Saved data entries:
PR #409, opened 2016-07-25
FEATURE: Add "Trusted Proxies" as a HTTP component

albe:
This change introduces a HTTP component for so called "Trusted Proxies" that is registered
at the start of the HTTP chain.

It is configurated via the setting `TYPO3.Flow.http.trustedProxies.proxies`, which is a list of
IP address ranges that are trusted to provide header overrides for some import request meta
informations like the host, port, protocol and client IP.

    proxies:
      - '216.246.40.0/24'
      - '216.246.100.0/24'

Also the header names that are trusted for those informations can be set via the configuration
option `TYPO3.Flow.http.trustedProxies.headers` and default to this:

    headers:
      clientIp: 'Client-Ip, X-Forwarded-For, X-Forwarded, X-Cluster-Client-Ip, Forwarded-For, Forwarded'
      host: 'X-Forwarded-Host'
      port: 'X-Forwarded-Port'
      proto: 'X-Forwarded-Proto'

The `clientIp` setting is chosen for backwards compatibility of the `getClientIpAddress` method.
This method will now resolve to the first IP address that is not a trusted proxy inside the first of the configured headers that exists in order from left to right.
This setting should be changed to only a single trusted header instead.

By default all IP addresses are trusted to stay mostly backwards compatible, but a more
safe setting would be to trust no proxies by default:

    proxies: []

FLOW-414 #close


albe:
Follow-Up for #321 implemented as HTTP component. Still WIP so checks fail.

All the logic around the trusted Proxies is encapsulated into the component and removed from the Request. This also added the need to make the Request properly clonable and opened it for starting to implement some PSR-7 methods to properly access the request information from the component.

Things I'd still like feedback on:
 - `Request::isFromTrustedProxy()` - yes or no? It could also be moved away, but I see use cases for third parties to check if the current request is considered trusted

 - Configuration inside `TYPO3.Flow.http.trustedProxies` or inside the components options? The latter would need a new schema specifically for this component, which would fix it to the "preprocess" chain and the given name, or we completely drop schema validation for the component

 - `clientIp` is currently configured for `getClientIpAddress` to work b/c - should this configuration be changed in next major or should it just be documented explicitly that user should change it?

cc @bwaidelich

mficzel:
`Request::isFromTrustedProxy()` - yes or no? :: Determining wether a request is from a trusted proxy or not could imho be by done with a specific (maybe customizable) http-header that is written by the http-component. So no additional method in the request is needed.

Configuration: Adding the configuration to `TYPO3.Flow.http.trustedProxies` seems correct to me but i suggest to set `proxies: []`by default.

albe:
> a specific (maybe customizable) http-header that is written by the http-component

Good idea! Currently have it in the PSR-7 request attributes, but headers are probably better

> suggest to set proxies: []by default.

That's the sane default ofc, but would be breaking (headers would not change request params any more by default as they do now), so this needs to wait until next major.

TYPO3.Flow/Classes/TYPO3/Flow/Utility/Ip.php
```diff
@@ -0,0 +1,76 @@
...
+     *          127.0.0.254/31 and 127.0.0.255/31 will both match the IP addresses 127.0.0.254 and 127.0.0.255
+     *          1:2::3:4 will match the IPv6 address written as 1:2:0:0:0:0:3:4 or 1:2::3:4
+     *          ::7F00:1 will match the address written as 127.0.0.1, ::127.0.0.1 or ::7F00:1
+     *          ::1 (IPv6 loopback) will *not* match the address 127.0.0.1
+     *
+     * @param string $ip The IP to match
+     * @param string $range The CIDR range pattern to match against
+     * @return boolean TRUE if the pattern matched, FALSE otherwise
+     */
+    public static function cidrMatch($ip, $range)
```
kitsunet: I am pretty sure there is a tried and tested package for this. I want to get rid of `TYPO3.Flow/Classes/TYPO3/Flow/Utility` and IMHO this is a prime example of something that I am sure was implemented already.

TYPO3.Flow/Classes/TYPO3/Flow/Http/Request.php
```diff
@@ -373,6 +382,156 @@ public function getContent($asResource = false)
...
+     * This method MUST be implemented in such a way as to retain the
+     * immutability of the message, and MUST return an instance that has the
+     * updated attribute.
+     *
+     * @see getAttributes()
+     * @param string $name The attribute name.
+     * @param mixed $value The value of the attribute.
+     * @return self
+     */
+    public function withAttribute($name, $value)
```
kitsunet: Problem with those `with` methods is that we currently expect to retain the request object and references to it. Not sure if it works in all places if we start using this now. But if it works I am happy to have it already.

TYPO3.Flow/Classes/TYPO3/Flow/Http/Request.php
```diff
@@ -373,6 +382,156 @@ public function getContent($asResource = false)
...
+    {
+        return $this->withAttribute('clientIpAddress', $clientIpAddress);
+    }
+
+    /**
+     * Check if this request is coming from a trusted proxy.
+     *
+     * @return boolean
+     */
+    public function isFromTrustedProxy()
```
kitsunet: As this is not PSR-7 compatible I would be much happier to have it removed.

TYPO3.Flow/Classes/TYPO3/Flow/Http/Request.php
```diff
@@ -373,6 +382,156 @@ public function getContent($asResource = false)
...
+    {
+        return $this->getAttribute('fromTrustedProxy', false);
+    }
+
+    /**
+     * @return Request
+     */
+    public function fromTrustedProxy()
```
kitsunet: As this is not PSR-7 compatible I would be much happier to have it removed.

kitsunet:
Left some comments.

TYPO3.Flow/Classes/TYPO3/Flow/Http/Request.php
albe: OTOH, that's exactly the intention of those immutable methods - you get a new copy that does not influence the instance that is still used somewhere else. If you expect to use your new copy, you need to explicitly tell the other places about it (i.e. in the HTTP component replace the current Request).

TYPO3.Flow/Classes/TYPO3/Flow/Utility/Ip.php
albe: Yeah, that's just a simple refactor of the existing code from the Ip Pattern class into an Utility class, and it's thoroughly tested ( I need to adjust the tests still).

I'm open to replacing it with an external dependency in another PR, though I'm a little cautious with adding external dependencies (that bring their own take of problems) only for singular needs (i.e. this single CIDR matcher).

TYPO3.Flow/Classes/TYPO3/Flow/Http/Request.php
albe: Yes, guess it makes sense to just set the attribute or an HTTP header for this as @mficzel suggested.

TYPO3.Flow/Classes/TYPO3/Flow/Http/Request.php
kitsunet: I know and I like it. I just say that the current expectation for a Flow HttpRequest (which is not PSR-7 yet) is different.

albe: Ok, so would you rather completely avoid those `with*` methods or would it be enough to have them more clearly documented to return new instances of the request?

albe:
FYI, I kept the fromTrustedProxy and clientIpAddress in request attributes, because headers come from the outside and could hence be tempered.

Please check again, looks good from my side now.

TYPO3.Flow/Configuration/Settings.yaml
```diff
@@ -168,7 +168,10 @@ TYPO3:
 
         'preprocess':
           position: 'before process'
-          chain: []
+          chain:
+            'trustedProxies':
+              position: 'start'
+              component: 'TYPO3\Flow\Http\Component\TrustedProxiesComponent'
```
bwaidelich: Wouldn't it make sense to only activate this component if needed?

albe: It's currently needed for b/c because it provides some functionality that was previously in the Request (overriding host/port from headers, getting client IP address).

bwaidelich: Ah, sweet!

TYPO3.Flow/Classes/TYPO3/Flow/Http/Request.php
```diff
@@ -84,23 +102,15 @@ public function __construct(array $get, array $post, array $files, array $server
         }
         $this->setMethod($method);
 
-        if ($this->headers->has('X-Forwarded-Proto')) {
```
kitsunet: Mmm, is that replaced somewhere? I think it's important for vagrant for example.

kitsunet:
Looks merge ready to me now.

albe:
Ok, verified locally with tests and on our project that actually is behind a proxy (CacheFly).

kitsunet:
ok @albe if you can do a last rebase, I would push the button tomorrow on this.

albe:
Will do tomorrow.

albe:
Rebased on latest master. Only conflict was the request pattern options change in the Ip pattern.

PR #410, opened 2016-07-27
TASK: Create composer manifests with default PSR-4 autoloading

kitsunet:


robertlemke:
The classes string needs to end with \\ for psr-4

kitsunet:
Good catch, fixed that.

albe:
Wonder where the failing tests come from...

kitsunet:
I guess we do some strange things in the tests that don't adhere to PSR-4, will have a look....

kitsunet:
Ok, test failures should be fixed now, it came from some namespace voodoo we did assuming it would be PSR-0 for all times.

albe:
Ah, hail the all-mighty Voodoo-priests. Gonna take a look again, but looks reasonable

kdambekalns:
So, does the kickstarter create the files in the correct places as well?

kitsunet:
@kdambekalns yes it does :)

PR #411, opened 2016-07-27
BUGFIX: Make I18nService scan Translation folders for available locales

albe:
Before, the I18nService only scanned file names for locale identifiers, but the main source
for available locales are the translations, which reside in locale folders. Therefore it was not
possible to add an available locale through an additional translation file.

This went unnoticed, because the available locales are still filled with all locales available
in the CLDR.

This change will now also scan folder names inside `/Private/Translations/` for valid
locale identifiers.


albe:
Related to #385

kitsunet:
That somehow makes sense. 👍

albe:
btw. I targeted master because this fix still slightly changes behaviour, though it should not be "breaking". Still, this will be preferable with #385 in place, so it should maybe be merged before 3.3 LTS.

albe:
Trivial rebase.

TYPO3.Flow/Classes/TYPO3/Flow/I18n/Utility.php
```diff
@@ -111,6 +111,26 @@ public static function extractLocaleTagFromFilename($filename)
...
+    public static function extractLocaleTagFromDirectory($directory)
+    {
+        $directoryParts = explode('/', rtrim($directory, '/'));
+        $lastDirectoryPart = array_pop($directoryParts);
+
+        if ($lastDirectoryPart !== null && preg_match(Locale::PATTERN_MATCH_LOCALEIDENTIFIER, $lastDirectoryPart) === 1) {
+            return $lastDirectoryPart;
+        } else {
+            return false;
+        }
```
aertmann: maybe get rid of unnecessary else statement? *hint* https://github.com/neos/flow-development-collection/pull/443

albe:
Ah, finally a little bit of time for neos/flow stuff... feels good :)

PR #412, opened 2016-07-27
!!!BUGFIX: I18nService ignores .xml, .php and .rss files for scanning locales

albe:
The i18nService was supposed to ignore .xml, .php and .rss files when scanning for available
locales in filenames. However, the implementation suffered from a off-by-one error, which
made the check useless.

This is breaking, because it will lead to much less locales being collected for the available
locales, since the CLDR resources will no longer be considered. Also without the fix to
actually scan the Translation folders for available locales, it will even end up with a nearly
empty list of available locales.

Depends on #411

### DIFF
--- a/TYPO3.Flow/Classes/TYPO3/Flow/I18n/Utility.php
+++ b/TYPO3.Flow/Classes/TYPO3/Flow/I18n/Utility.php
@@ -99,7 +99,7 @@ class Utility
 
         $filenameParts = explode('.', $filename);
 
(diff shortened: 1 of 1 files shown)


albe:
Ok, so the current behaviour is actually expected and not supposed to avoid adding all of CLDR to available locales.

See Unit tests `UtilityTest::localeIdentifiersAreCorrectlyExtractedFromFilename`.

*Instructions for the task:* Return each line above where the word "explicitly" shows up.

*Answer for the task:*
 - `clientIp` is currently configured for `getClientIpAddress` to work b/c - should this configuration be changed in next major or should it just be documented explicitly that user should change it?
albe: OTOH, that's exactly the intention of those immutable methods - you get a new copy that does not influence the instance that is still used somewhere else. If you expect to use your new copy, you need to explicitly tell the other places about it (i.e. in the HTTP component replace the current Request).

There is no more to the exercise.